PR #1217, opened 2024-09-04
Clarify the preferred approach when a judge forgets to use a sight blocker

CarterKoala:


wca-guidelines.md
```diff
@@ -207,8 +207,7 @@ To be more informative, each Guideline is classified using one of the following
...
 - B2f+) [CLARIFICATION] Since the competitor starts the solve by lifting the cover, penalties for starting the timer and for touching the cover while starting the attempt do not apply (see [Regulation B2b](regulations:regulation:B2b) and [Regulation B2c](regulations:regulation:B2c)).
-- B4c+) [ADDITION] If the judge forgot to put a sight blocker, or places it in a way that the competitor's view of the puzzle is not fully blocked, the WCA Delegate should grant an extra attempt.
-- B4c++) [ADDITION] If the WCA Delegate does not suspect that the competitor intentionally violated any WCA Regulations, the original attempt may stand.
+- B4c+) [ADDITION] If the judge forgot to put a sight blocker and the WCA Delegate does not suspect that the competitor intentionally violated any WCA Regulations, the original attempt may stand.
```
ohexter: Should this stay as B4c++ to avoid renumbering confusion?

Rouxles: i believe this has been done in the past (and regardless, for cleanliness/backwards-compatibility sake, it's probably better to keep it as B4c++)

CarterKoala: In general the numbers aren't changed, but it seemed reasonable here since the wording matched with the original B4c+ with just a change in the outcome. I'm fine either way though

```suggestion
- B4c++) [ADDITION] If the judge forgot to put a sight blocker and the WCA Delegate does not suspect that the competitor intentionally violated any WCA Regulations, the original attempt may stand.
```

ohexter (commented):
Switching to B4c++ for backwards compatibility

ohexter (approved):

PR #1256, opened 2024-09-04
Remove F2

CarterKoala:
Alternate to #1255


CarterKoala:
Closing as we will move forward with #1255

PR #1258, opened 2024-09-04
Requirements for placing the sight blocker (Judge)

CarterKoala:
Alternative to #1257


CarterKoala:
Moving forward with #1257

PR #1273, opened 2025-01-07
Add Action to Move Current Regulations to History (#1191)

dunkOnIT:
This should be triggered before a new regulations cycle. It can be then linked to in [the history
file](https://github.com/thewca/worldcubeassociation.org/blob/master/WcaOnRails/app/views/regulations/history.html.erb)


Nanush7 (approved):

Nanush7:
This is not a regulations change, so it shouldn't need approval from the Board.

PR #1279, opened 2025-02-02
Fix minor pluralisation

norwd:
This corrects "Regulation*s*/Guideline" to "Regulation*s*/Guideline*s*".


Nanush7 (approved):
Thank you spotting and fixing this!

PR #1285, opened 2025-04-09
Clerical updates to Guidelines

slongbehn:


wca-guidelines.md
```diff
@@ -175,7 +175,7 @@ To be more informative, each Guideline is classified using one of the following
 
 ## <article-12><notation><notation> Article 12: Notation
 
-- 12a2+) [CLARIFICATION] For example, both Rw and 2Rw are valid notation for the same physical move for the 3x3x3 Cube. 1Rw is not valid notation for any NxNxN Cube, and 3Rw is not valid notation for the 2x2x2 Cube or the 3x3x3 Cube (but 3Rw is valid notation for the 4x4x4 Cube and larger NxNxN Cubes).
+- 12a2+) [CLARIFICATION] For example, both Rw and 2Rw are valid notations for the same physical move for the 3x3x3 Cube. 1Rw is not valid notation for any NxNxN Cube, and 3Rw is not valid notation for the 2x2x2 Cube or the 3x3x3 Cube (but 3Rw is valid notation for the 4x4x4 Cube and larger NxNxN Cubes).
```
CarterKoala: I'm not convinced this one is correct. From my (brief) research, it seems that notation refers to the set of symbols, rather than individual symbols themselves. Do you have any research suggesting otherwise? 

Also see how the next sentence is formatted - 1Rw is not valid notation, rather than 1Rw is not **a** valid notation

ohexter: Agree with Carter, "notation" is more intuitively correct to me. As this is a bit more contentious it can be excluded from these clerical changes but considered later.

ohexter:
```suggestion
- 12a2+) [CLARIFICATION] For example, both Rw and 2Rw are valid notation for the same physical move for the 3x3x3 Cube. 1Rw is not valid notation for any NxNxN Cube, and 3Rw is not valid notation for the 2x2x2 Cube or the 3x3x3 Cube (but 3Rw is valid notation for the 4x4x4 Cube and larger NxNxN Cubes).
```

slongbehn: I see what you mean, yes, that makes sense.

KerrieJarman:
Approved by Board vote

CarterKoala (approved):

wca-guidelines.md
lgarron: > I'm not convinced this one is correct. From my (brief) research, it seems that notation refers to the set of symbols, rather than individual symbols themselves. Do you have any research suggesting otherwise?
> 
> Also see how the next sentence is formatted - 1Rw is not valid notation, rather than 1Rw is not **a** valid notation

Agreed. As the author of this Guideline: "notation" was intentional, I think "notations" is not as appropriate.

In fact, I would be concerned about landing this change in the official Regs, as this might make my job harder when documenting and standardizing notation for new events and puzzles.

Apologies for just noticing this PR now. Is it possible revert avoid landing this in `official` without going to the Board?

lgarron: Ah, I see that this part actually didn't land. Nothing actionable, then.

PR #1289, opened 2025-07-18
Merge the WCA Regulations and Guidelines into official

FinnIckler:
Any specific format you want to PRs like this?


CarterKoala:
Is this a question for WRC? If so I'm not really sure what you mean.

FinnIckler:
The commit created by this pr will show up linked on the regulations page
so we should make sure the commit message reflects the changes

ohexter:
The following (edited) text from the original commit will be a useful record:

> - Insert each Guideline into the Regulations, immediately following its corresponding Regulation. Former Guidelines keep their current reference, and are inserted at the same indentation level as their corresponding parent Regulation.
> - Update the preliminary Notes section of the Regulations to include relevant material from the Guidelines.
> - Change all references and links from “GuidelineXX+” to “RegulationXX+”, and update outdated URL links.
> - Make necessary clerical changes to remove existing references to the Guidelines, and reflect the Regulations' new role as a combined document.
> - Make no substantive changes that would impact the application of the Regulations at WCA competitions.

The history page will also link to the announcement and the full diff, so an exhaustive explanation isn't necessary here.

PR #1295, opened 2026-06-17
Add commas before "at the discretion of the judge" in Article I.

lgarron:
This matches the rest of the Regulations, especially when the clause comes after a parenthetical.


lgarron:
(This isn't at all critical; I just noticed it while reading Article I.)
--
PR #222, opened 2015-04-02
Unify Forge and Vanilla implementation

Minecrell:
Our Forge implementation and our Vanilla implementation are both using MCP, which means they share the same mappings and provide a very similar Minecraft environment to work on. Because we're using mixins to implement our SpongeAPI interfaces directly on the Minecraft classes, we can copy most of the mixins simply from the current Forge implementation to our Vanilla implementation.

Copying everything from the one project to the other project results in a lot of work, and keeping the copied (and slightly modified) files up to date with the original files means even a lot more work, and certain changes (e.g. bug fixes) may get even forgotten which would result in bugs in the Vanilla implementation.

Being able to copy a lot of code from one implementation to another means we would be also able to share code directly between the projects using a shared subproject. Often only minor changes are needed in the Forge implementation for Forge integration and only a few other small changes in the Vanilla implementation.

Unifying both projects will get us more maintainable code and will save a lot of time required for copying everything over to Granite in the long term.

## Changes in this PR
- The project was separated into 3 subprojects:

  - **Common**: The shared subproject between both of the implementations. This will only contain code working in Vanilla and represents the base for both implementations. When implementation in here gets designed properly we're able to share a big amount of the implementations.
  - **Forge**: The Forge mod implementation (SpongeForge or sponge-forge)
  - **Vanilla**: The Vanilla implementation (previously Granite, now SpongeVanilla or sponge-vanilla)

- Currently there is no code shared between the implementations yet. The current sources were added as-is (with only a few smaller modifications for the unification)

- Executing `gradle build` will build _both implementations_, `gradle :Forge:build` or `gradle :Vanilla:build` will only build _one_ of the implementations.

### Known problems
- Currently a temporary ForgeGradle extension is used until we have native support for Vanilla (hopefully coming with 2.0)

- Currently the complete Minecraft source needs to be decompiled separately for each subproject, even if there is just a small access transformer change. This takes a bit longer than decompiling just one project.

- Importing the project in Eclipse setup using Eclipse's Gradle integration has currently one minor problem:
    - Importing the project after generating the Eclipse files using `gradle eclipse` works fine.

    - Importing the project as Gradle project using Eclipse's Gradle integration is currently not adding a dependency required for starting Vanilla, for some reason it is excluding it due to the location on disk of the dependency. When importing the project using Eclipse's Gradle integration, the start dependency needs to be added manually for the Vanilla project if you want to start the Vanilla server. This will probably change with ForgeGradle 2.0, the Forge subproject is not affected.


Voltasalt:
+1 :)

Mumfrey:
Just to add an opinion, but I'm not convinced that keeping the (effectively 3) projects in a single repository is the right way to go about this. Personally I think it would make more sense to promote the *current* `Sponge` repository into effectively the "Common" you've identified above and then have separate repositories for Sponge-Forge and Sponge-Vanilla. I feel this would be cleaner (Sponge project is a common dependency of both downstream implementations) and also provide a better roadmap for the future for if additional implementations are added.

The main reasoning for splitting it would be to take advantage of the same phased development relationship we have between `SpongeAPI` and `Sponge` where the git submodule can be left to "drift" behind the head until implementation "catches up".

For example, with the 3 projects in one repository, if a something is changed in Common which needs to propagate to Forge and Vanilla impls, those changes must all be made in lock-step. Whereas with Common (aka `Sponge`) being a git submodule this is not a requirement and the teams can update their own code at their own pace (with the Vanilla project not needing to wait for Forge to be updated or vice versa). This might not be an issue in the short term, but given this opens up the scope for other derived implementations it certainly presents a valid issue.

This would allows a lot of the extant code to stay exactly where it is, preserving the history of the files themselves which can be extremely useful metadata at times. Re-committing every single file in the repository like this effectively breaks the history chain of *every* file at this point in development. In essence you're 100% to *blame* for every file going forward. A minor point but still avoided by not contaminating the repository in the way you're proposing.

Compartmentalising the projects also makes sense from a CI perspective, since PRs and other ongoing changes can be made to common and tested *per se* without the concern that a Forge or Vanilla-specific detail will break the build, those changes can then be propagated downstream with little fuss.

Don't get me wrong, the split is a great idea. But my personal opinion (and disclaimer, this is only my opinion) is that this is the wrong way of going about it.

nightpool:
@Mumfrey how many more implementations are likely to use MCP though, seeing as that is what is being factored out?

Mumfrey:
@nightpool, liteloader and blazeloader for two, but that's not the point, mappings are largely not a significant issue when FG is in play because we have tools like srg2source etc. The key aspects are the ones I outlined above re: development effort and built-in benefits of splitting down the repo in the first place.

> [ACTIVITY]: Look through the entries above and quote exactly the lines from the line with "The following (edited)" to the line with "a combined document.", counting both of those lines.

> [SOLVED PROBLEM]:
The following (edited) text from the original commit will be a useful record:

> - Insert each Guideline into the Regulations, immediately following its corresponding Regulation. Former Guidelines keep their current reference, and are inserted at the same indentation level as their corresponding parent Regulation.
> - Update the preliminary Notes section of the Regulations to include relevant material from the Guidelines.
> - Change all references and links from “GuidelineXX+” to “RegulationXX+”, and update outdated URL links.
> - Make necessary clerical changes to remove existing references to the Guidelines, and reflect the Regulations' new role as a combined document.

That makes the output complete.